All This Color
For me, it's always been yellow. I love orange, too, and currently a pale peachy almost pink that my younger self would have rolled her eyes at, a deep jade green with hints of blue inside it, green the color of old paint primer, the kind you find when you peel back that terrible old wallpaper you wish had been just a decade better design-wise, the blue of the sky just before a storm rolls in - smokey with a hint of warm elephant grey at the edges, a warm tomato red, almost vermilion, but not quite, though it will do, too, the minty green of bath water tempered with scented salts, and sometimes, the bubble gum pink of the ice cream I ate as a little girl, but always, always, if I had to pick just one, yellow is my favorite color.
If we're being honest, which you know by now that we are, I think I chose it because it was the color everyone else I knew liked least. There weren't a lot of other kids in Kindergarten who proclaimed the color of mustard to be the best - there were plenty who loved blue, green, and too many, I felt at the time, who loved pink, but no one claimed yellow, so I did. It didn't take long to realize that it really wasn't a mercy choice at all, and the more options I found in my crayon box, the more I grew to love every one. Dandelion, Cornsilk, Goldenrod, Marigold, and Canary, all there, waiting to be suns, flowers, dresses, shirts, bananas, lemons, capes, or a bit of a bumblebee.
Though my love of color has always been fierce, these days it seems to be taking on an even bigger role, so much of my days in the depths of design work, looking for just the right shade of green that's not too sage, and not too lime, not kelly or forest, but somehow, if possible to capture, the color of the leaves just after the sun passes over them in the morning. My phone holds an album of photos I've taken during my days in all manner of places from our yard to the bedding aisle at Target, the large bin of peaches in the supermarket to the perfectly designed cover in the bookshop, and from each of these I am instantly tugged back to the time in which I took them, and the color, it's always the color, that stopped me in my tracks. From produce and packaging to prints, these colors always go on to have new lives in my work at some point.
If our endless and proper work, according to Mary Oliver, is to pay attention, then I'd like to think that what I see first is the color, and next the endless possibility of what it could be, not just what it is right then (an apple, a red suitcase, a stop sign, or a balloon), but also all of the other things that color could, and will become.
In the late summer of our first year in Washington, knee deep in grad school and trying to figure out the sights and sounds of this new coast, I found myself beginning to think about the collecting of color, and what it can mean to surround yourself such saturation in the form of objects.

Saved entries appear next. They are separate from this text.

PR #710, opened 2022-09-06
Fix race condition in homing behaviour

Wetmelon:
- Sets `input_pos` and `pos_setpoint` = 0.0 after moving to the final homed position
- Add a 1ms delay to after `set_linear_count(0)` to allow `pos_estimate` to update so that we don't reset `input_pos` when transitioning back into closed loop

- [ ] Add to change log

Tested by user with industrial robot with optical homing switches.
image

image

### DIFF
--- a/Firmware/MotorControl/axis.cpp
+++ b/Firmware/MotorControl/axis.cpp
@@ -354,9 +354,6 @@ bool Axis::run_closed_loop_control_loop() {
 // Slowly drive in the negative direction at homing_speed until the min endstop is pressed
 // When pressed, set the linear count to the offset (default 0), and then go to position 0
 bool Axis::run_homing() {
-    Controller::ControlMode stored_control_mode = controller_.config_.control_mode;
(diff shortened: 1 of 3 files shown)


Firmware/MotorControl/axis.cpp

In a post on the blog I maintained at the time, which is surprisingly difficult to read through now, both for the pause of seeing my mother's comments, and the very different me who was writing, I wrote, "And if these colors are more than just the pigments my eyes and mind recognize, if they are tiny histories packaged in the tomato red spine of a classic book or the grainy brown wood of family built furniture, the pieces I choose to surround myself with are telling a constantly evolving story of which I am a part." My story has changed so much since then, so have the pieces that surround me, but I know exactly which book I was thinking of because it still sits prominently on the wood bookshelf my grandfather built, and because of that, I am reminded that once again the stories evolve, and shift, but do not stop.
I love that each day I walk past my big yellow table to my green couch to sit and work, that there are salmon pink pillows to keep my elbows from growing stiff as I draw, and when I look up, there's a cluster of old board games on the shelf that are bursting with so much color and life you can almost feel all the lives they've lived before this one. I can almost feel all the rounds won and lost, and the tiny, likely sticky hands that reached for their boxes, selecting them by the color of their edge, not yet knowing not to read, but certain by practice that red meant Monopoly, orange Battleship, and black the Pop-o-Matic Trouble. I love that I use the yellow mug when it's my morning off, the bright pink when I'm on a deadline, the blue whales when I miss Andrew, the white with black script when I miss my dearest friend, and the pale green when I miss my mother. I love that our chairs are red, our shelves are mostly all grey, and my cozy reading spot a soft baby kale green. I love that color is so much a part of my day that it both surprises and soothes me, and I wouldn't have it any other way.